In prison since 2006, Abramoff received a $520,189 refund from the Internal Revenue Service on May 4. Once the Justice Department was notified of the refund, it asked a federal judge yesterday to stop Abramoff from spending the money and account for the money he has already spent.
Under the restitution order by U.S. District Judge Ellen S. Huvelle, Abramoff and his former associate Michael Scanlon still owe more than $23 million to the Indian tribes. While he’s not expected to make payments while in prison, “Abramoff was required by statute to apply the value of that refund to his restitution obligation, notwithstanding that the money was received while he was in prison and before the payment schedule had taken effect,” the Justice Department filing said.
But more than half the money is already gone, according to the article:
Among those paid out of the tax refund were Abramoff’s lawyers, including Lowell’s firm McDermott, Will & Emery LLP , which received $75,000. Another firm, Zuckerman Spaeder LLP, received $25,000 from the tax refund, the government said in its filing tonight.
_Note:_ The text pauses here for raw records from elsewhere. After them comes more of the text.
PR #3969, opened 2024-06-21
Add a full `fs.FS` implementation to `runfiles`

### LINKED ISSUE #3375: New runfiles library is missing `listRunfiles`

v0.36.0

5.3.2

Yes

Linux

### What did you do?

Started using the new recommended runfiles library and tried to call ListRunfiles().

Same feature available as in the `github.com/bazelbuild/rules_go/go/tools/bazel` library.

### What did you see instead?

A `listRunfiles` function in the new library.

### My typical usage

I often mess up runfile paths. To make the error more readable, I suggest a similarly named file in the error message.

```go
package runfileutil

import (
	"errors"
	"fmt"
	"os"
	"path"
	"strings"

	runfiles1p "github.com/bazelbuild/rules_go/go/runfiles"
	"github.com/bazelbuild/rules_go/go/tools/bazel"
)

// Runfile returns an absolute path to the file named by "path", which should be
// a relative path from the workspace root to the file within the bazel
// workspace.
//
// Runfile may be called from tests invoked with 'bazel test' and binaries
// invoked with 'bazel run'. On Windows, only tests invoked with 'bazel test'
// are supported.
//
// If the runfile isn't found, an error is returned that suggests
// similarly-named runfiles.
func Runfile(filePath string) (string, error) {
	got, err := runfiles1p.Rlocation(filePath)
	if err == nil {
		return got, nil
	}
	if err != nil && strings.Contains(err.Error(), "could not locate file") {
		err = fmt.Errorf("%s: %w", err, os.ErrNotExist)
	}

	if !errors.Is(err, os.ErrNotExist) {
		return "", fmt.Errorf("unknown error locating runfile %q: %w", filePath, err)
	}
	base := path.Base(filePath)
	entries, err := bazel.ListRunfiles()
	if err != nil {
		return "", fmt.Errorf("could not locate %q: failed to list runfile entries: %w", filePath, err)
	}
	sameBaseEntries := filter(entries, func(entry bazel.RunfileEntry) bool {
		return path.Base(entry.ShortPath) == base
	})

	if len(sameBaseEntries) == 0 {
		return "", fmt.Errorf("could not locate %q among %d runfiles:\n  %s", filePath, len(entries),
			strings.Join(mapSlice(entries, func(e bazel.RunfileEntry) string { return e.ShortPath }), "\n  "))
	}
	return "", fmt.Errorf("could not locate %q among %d runfiles; suggested match(es):\n  %s", filePath, len(entries),
		strings.Join(mapSlice(sameBaseEntries, func(e bazel.RunfileEntry) string {
			return fmt.Sprintf("%q", e.ShortPath)
		}), "\n  "))

	// var sameBaseShortPaths []*bazel.RunfileEntry
	// for _, e := range entries {
	// 	if path.Base(e.ShortPath)
	// }
}

func mapSlice[T, R any](s []T, fn func(T) R) []R {
	var out []R
	for _, t := range s {
		out = append(out, fn(t))
	}
	return out
}

func filter[T any](s []T, fn func(T) bool) []T {
	var out []T
	for _, t := range s {
		if fn(t) {
			out = append(out, t)
		}
	}
	return out
}

```

### LINKED ISSUE #3830: Getting a runfiles directory with runfiles.Rlocation instead of bazel.Runfile

v0.45.0

v0.35.0

6.1.2

rules_go and gazelle are at the latest, Bazel isn't but I don't think it should affect this

Linux, x86-64

### What did you do?

I noticed that [`bazel.Runfile` was deprecated](https://pkg.go.dev/github.com/bazelbuild/rules_go/go/tools/bazel#Runfile) and recommended [the `runfiles` package as a replacement](https://pkg.go.dev/github.com/bazelbuild/rules_go/go/runfiles).

The problem I have is that `runfiles.Rlocation`, which I believe is the replacement, doesn't work for directories as far as I can tell.

I expected `bazel.Runfile("some/directory")` and `runfiles.Rlocation("some/directory")` to return the same result.

### What did you see instead?

 Instead, I get the error `runfile some/directory: file does not exist`. 

I'm able to work around this with:

```go
p, err := runfiles.Rlocation("__main__/some/directory/a_file_I_know_exists")
if err != nil { ... }
p = filepath.Dir(p)
// p is now what bazel.Runfile("some/directory") used to return
```

I'm not sure if I'm just using the wrong helper/missing something, but this workaround isn't great, as `a_file_I_know_exists` is a pretty hacky and specific construct, and I also am not sure where `__main__` comes from (was a shot in the dark based on printing a `runfiles.Runfiles`)

fmeum:
**What type of PR is this?**

Feature

Runfiles instances now implement `fs.FS` in a platform-agnostic way, regardless of whether they are manifest- or directory-based. This is meant to finally provide a full replacement for runfiles functionality offered by the legacy `bazel` package.

Fixes #3375
Fixes #3830 

**Other notes for review**


fmeum:
cc @sluongng

go/runfiles/manifest.go
```diff
@@ -97,10 +107,121 @@ func (m manifest) path(s string) (string, error) {
...
+	})
+	return &manifestReadDirFile{dirFile(path.Base(name)), entries}, nil
+}
+
+func (m *manifest) initTrie() {
+	if m.trie != nil {
+		return
+	}
+	m.trie = make(map[string]trie)
+	for k := range m.m {
```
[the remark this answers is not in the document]
fmeum: This will only trigger if the call to `m.path` at the beginning of the method fails, which means that either the user requested a file that doesn't exist (should be rare in passing tests) or explicitly wants to access a directory rather than a file. In this sense it is already lazy.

Others paid were: $104,000 to Abramoff’s accountants, Mendelson & Mendelson; $87,500 to repay loans from Abramoff’s father; $50,000 to pay back state taxes in Maryland; $47,000 toward a Bank of America credit card balance; $22,000 for property taxes; $5,000 to repay a personal loan; $5,000 toward tuition expenses at Hebrew Academy; and $1,500 to repay a loan from the Franco Foundation.
The government pointedly noted a large portion of the refund “was spent before informing the government of its receipt.”